◆ **EXERCISE DATA**
PR #802, opened 2021-12-10
Adapt GPU label support to debugfs DRM entry changes

eero-t:
"gen" number is in latest kernels capabilities files replaced with separate display, graphics, and media versions.

For compatibility with newer kernels, provide "gen" based on the new labels (but without decimals), and for older kernel compatibility, new labels based on "gen".

Optimize capabilities file parsing by using prefix check instead of scanf.

### DIFF
--- a/cmd/gpu_nfdhook/labeler.go
+++ b/cmd/gpu_nfdhook/labeler.go
@@ -1,4 +1,4 @@
-// Copyright 2020 Intel Corporation. All Rights Reserved.
+// Copyright 2020-2021 Intel Corporation. All Rights Reserved.
 //
 // Licensed under the Apache License, Version 2.0 (the "License");
 // you may not use this file except in compliance with the License.
@@ -171,33 +171,70 @@ func (l *labeler) createCapabilityLabels(cardNum string, numTiles uint64) {
 	}
 	defer file.Close()
 
-	// define strings to search from the file, and the actions to take in order to create labels from those strings (as funcs)
+	gen := ""
+	media := ""
+	graphics := ""
+	// define string prefixes to search from the file, and the actions to take in order to create labels from those strings (as funcs)
 	searchStringActionMap := map[string]func(string){
-		"platform: ": func(platformName string) {
+		"platform:": func(platformName string) {
 			l.labels.addNumericLabel(labelNamespace+"platform_"+platformName+".count", 1)
 			l.labels[labelNamespace+"platform_"+platformName+".tiles"] = strconv.FormatInt(int64(numTiles), 10)
 			l.labels[labelNamespace+"platform_"+platformName+".present"] = "true"
 		},
-		"gen: ": func(genName string) {
-			l.labels[labelNamespace+"platform_gen"] = genName
+		// there's also display block version, but that's not relevant
+		"media version:": func(version string) {
+			l.labels[labelNamespace+"media_version"] = version
+			media = version
+		},
+		"graphics version:": func(version string) {
+			l.labels[labelNamespace+"graphics_version"] = version
+			graphics = version
+		},
+		"gen:": func(version string) {
+			l.labels[labelNamespace+"platform_gen"] = version
+			gen = version
 		},
 	}
 
 	// Finally, read the file, and try to find the matches. Perform actions and reduce the search map size as we proceed. Return at 0 size.
 	scanner := bufio.NewScanner(file)
+scanning:
 	for scanner.Scan() {
-		for searchString, action := range searchStringActionMap {
-			var stringValue string
-			n, _ := fmt.Sscanf(scanner.Text(), searchString+"%s", &stringValue)
-			if n > 0 {
-				action(stringValue)
-				delete(searchStringActionMap, searchString)
-				if len(searchStringActionMap) == 0 {
-					return
-				}
-				break
+		line := scanner.Text()
+		for prefix, action := range searchStringActionMap {
+			if !strings.HasPrefix(line, prefix) {
+				continue
 			}
+			fields := strings.Split(line, ": ")
+			if len(fields) == 2 {
+				action(fields[1])
+			} else {
+				klog.Warningf("invalid '%s' line format: '%s'", file.Name(), line)
+			}
+			delete(searchStringActionMap, prefix)
+			if len(searchStringActionMap) == 0 {
+				break scanning
+			}
+			break
 		}
+	}
+	if gen == "" {
+		// TODO: drop gen label before engine types
+		// start to have diverging major gen values
+		if graphics != "" {
+			gen = graphics
+		} else if media != "" {
+			gen = media
+		}
+		if gen != "" {
+			// truncate to major value
+			gen = strings.SplitN(gen, ".", 2)[0]
+			l.labels[labelNamespace+"platform_gen"] = gen
+		}
+	} else if media == "" && graphics == "" {
+		// 5.14 or older kernels need this
+		l.labels[labelNamespace+"media_version"] = gen
+		l.labels[labelNamespace+"graphics_version"] = gen
 	}
 }
 
--- a/cmd/gpu_nfdhook/README.md
+++ b/cmd/gpu_nfdhook/README.md
@@ -43,9 +43,11 @@ Depending on your kernel driver, running the NFD hook as root may introduce foll
 
 name | type | description|
 -----|------|------|
-|`gpu.intel.com/platform_gen`| string | GPU platform generation name, typically a number.
+|`gpu.intel.com/platform_gen`| string | GPU platform generation name, typically an integer. Deprecated.
+|`gpu.intel.com/media_version`| string | GPU platform Media pipeline generation name, typically a number.
+|`gpu.intel.com/graphics_version`| string | GPU platform graphics/compute pipeline generation name, typically a number.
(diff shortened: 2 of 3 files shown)


mythi (commented):
lgtm

uniemimu (dismissed):
lgtm

cmd/gpu_nfdhook/labeler.go
```diff
@@ -171,33 +171,69 @@ func (l *labeler) createCapabilityLabels(cardNum string, numTiles uint64) {
...
+				action(fields[1])
+			} else {
+				klog.Warningf("invalid '%s' line format: '%s'", file.Name(), line)
+			}
+			delete(searchStringActionMap, prefix)
+			if len(searchStringActionMap) == 0 {
+				return
 			}
+			break
+		}
```
rojkov, line 218: Do I understand it right that we take a first entry in `searchStringActionMap` (which can be any) and look for it in the first line. If not found we take another entry and look for it in the second line (but not in the first list). If we are lucky and the second entry of the unordered map coincided with the second line then we either stop iterating or return from the function at all.

uniemimu: Admittedly the code is a bit convoluted, partly because the original was also, before Eero touched it. My folt.

The code does indeed take the first entry in the searchStringActionMap and looks for the prefix from THE line. If the prefix is NOT found, another string from the map is attempted (the continue -path) with the same line from the scanner. The scanner does not progress forward with a call to Text(). Perhaps one could take the "line := scanner.Text()" out of the loop? Probably.

If the string IS found, well eventually either the whole function returns in case there are no more strings left in the map, or we proceed with the break-path which means the for loop exits, and another line is read from the scanner. That means, another line from the capability file gets investigated with the same reducing search map.

eero-t:
I wondered why tests did not catch the bug that I had retained "return" for the case when "searchStringActionMap" goes empty (check should be now one level up, using break instead of return), until I realized that it does not get empty any more.  There is either "gen" or *_version strings in the capability file, but not both i.e. with new kernels the whole capability file will be scanned (even without this PR), until we can remove check for "gen"... 

(And "gen" support can be dropped only when even LTS kernels have upgraded from "gen" to *_version fields.)

Thoughts?

cmd/gpu_nfdhook/labeler.go
```diff
@@ -171,33 +171,70 @@ func (l *labeler) createCapabilityLabels(cardNum string, numTiles uint64) {
...
+			fields := strings.Split(line, ": ")
+			if len(fields) == 2 {
+				action(fields[1])
+			} else {
+				klog.Warningf("invalid '%s' line format: '%s'", file.Name(), line)
+			}
+			delete(searchStringActionMap, prefix)
+			if len(searchStringActionMap) == 0 {
+				break scanning
 			}
```
rojkov, line 217: I guess now this check can be moved right after the loop. Then there would be no need for the loop label.

cmd/gpu_nfdhook/labeler.go
```diff
@@ -171,33 +171,70 @@ func (l *labeler) createCapabilityLabels(cardNum string, numTiles uint64) {
...
+			}
+			fields := strings.Split(line, ": ")
+			if len(fields) == 2 {
+				action(fields[1])
+			} else {
+				klog.Warningf("invalid '%s' line format: '%s'", file.Name(), line)
+			}
+			delete(searchStringActionMap, prefix)
+			if len(searchStringActionMap) == 0 {
+				break scanning
```
uniemimu, line 216: Uh. Ok, with the way that you added code below, you indeed can't return with the empty map, as there is some sort of mopping up code and label innovating after the scan actions.

This is just about as much as we can push into a single function, if you go much further the linters start to cry.

cmd/gpu_nfdhook/labeler.go
```diff
@@ -171,33 +171,70 @@ func (l *labeler) createCapabilityLabels(cardNum string, numTiles uint64) {
...
+			if !strings.HasPrefix(line, prefix) {
+				continue
+			}
+			fields := strings.Split(line, ": ")
+			if len(fields) == 2 {
+				action(fields[1])
+			} else {
+				klog.Warningf("invalid '%s' line format: '%s'", file.Name(), line)
+			}
+			delete(searchStringActionMap, prefix)
```
rojkov, line 214: Mutating a collection while iterating over it feels slightly unsafe. Can we replace it with a counter compared with initial `len(searchStringActionMap)`?

uniemimu: It is safe. https://stackoverflow.com/questions/23229975/is-it-safe-to-remove-selected-keys-from-map-within-a-range-loop

cmd/gpu_nfdhook/labeler.go
eero-t: Then it would be run for every capabilities line, instead of only when one of the prefixes matches.  With drm-tip on DG1:
```
# wc -l /sys/kernel/debug/dri/*/i915_capabilities 
104 /sys/kernel/debug/dri/0/i915_capabilities
```
i.e. 104 instead of 2-3 times.

cmd/gpu_nfdhook/labeler.go
eero-t: It's from Ukri's original code.  The spec: https://go.dev/ref/spec#For_statements

Says just that: "If a map entry that has not yet been reached is removed during iteration, the corresponding iteration value will not be produced."

But according to this, adding and deleting map entries during range would be safe: https://github.com/golang/go/issues/9926

I think this is because "range" provides items by value (i.e. copy), not by reference.

But propose a quick code example how you'd like it to go, so that we can compare!

cmd/gpu_nfdhook/labeler.go
eero-t: 13 lines would go away if we decide that the "gen" label does not need to be supported any more (instead of being deprecated).  And all of it would disappear if we decide that even *_version labels would not be supported for older kernels that have just "gen" capability (but I think that's a bit too drastic).

uniemimu: The capability file originating labels have always been described to be working in a best effort fashion. IMO you don't need to go to lengths trying to maintain any old ones, if they need changing.

cmd/gpu_nfdhook/labeler.go
rojkov: I know it's safe. It's just my tiny brain keeps forgetting it and I have to google every time I see the pattern. :)
An alternative code could probably be this
```go
        scanner := bufio.NewScanner(file)
        for scanner.Scan() {
                line := scanner.Text()
                foundPrefix := ""
                for prefix, action := range searchStringActionMap {
                        if strings.HasPrefix(line, prefix) {
                                fields := strings.Split(line, ": ")
                                if len(fields) == 2 {
                                        action(fields[1])
                                } else {
                                        klog.Warningf("invalid '%s' line format: '%s'", file.Name(), line)
                                }
                                foundPrefix = prefix
                                break
                        }
                }

                delete(searchStringActionMap, foundPrefix)
                if len(searchStringActionMap) == 0 {
                        break
                }
        }

```

cmd/gpu_nfdhook/labeler.go
eero-t: It keeps iterating because it never becomes empty with current kernels, and while both "gen" and *_version fields are supported.  All the kernel capability files I have seen, have either "gen" or *_version fields, not both.

cmd/gpu_nfdhook/labeler.go
eero-t: Looks OK, but is extra delete + len + comparison operation per capability file line, as map with _current setup_ never goes empty.  Might as well drop then the len + break completely (at least until "gen" support goes away completely).  It's probably not much extra compared to range with its copy semantics though.

Any strong feelings from others?

PS. Delete within range map is given as an actual example even in Effective Go: https://go.dev/doc/effective_go#for

cmd/gpu_nfdhook/labeler.go
rojkov: I missed something. What never becomes empty? `searchStringActionMap`?

If one of the prefixes matches then the internal loop breaks and doesn't iterate regardless of the map's emptiness.

cmd/gpu_nfdhook/labeler.go
rojkov: Alright, let's keep delete within the loop.

cmd/gpu_nfdhook/labeler.go
eero-t: Yes, currently `searchStringActionMap` never becomes empty for the reason I stated, therefore all lines in the capability file will be parsed (even before this PR, in case of newer kernels).  Along with the number of map keys increasing, that's why this PR optimizes the parsing.

rojkov: Ok. Now I see what you mean. Thanks! Let's keep it this way too.

rojkov (approved):

uniemimu (approved):

mythi:
@eero-t can you squash the commits still, thanks!

eero-t:
Rebased to latest main, squashed to single commit, and updated the commit description.

mythi (approved):

uniemimu (approved):

rojkov (approved):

◆ **EXERCISE DESCRIPTION**
Check each line of the material for the word "before". Copy the ones that have it.

◆ **SOLUTION FOR THIS EXERCISE**
+		// TODO: drop gen label before engine types
uniemimu: Admittedly the code is a bit convoluted, partly because the original was also, before Eero touched it. My folt.
eero-t: Yes, currently `searchStringActionMap` never becomes empty for the reason I stated, therefore all lines in the capability file will be parsed (even before this PR, in case of newer kernels).  Along with the number of map keys increasing, that's why this PR optimizes the parsing.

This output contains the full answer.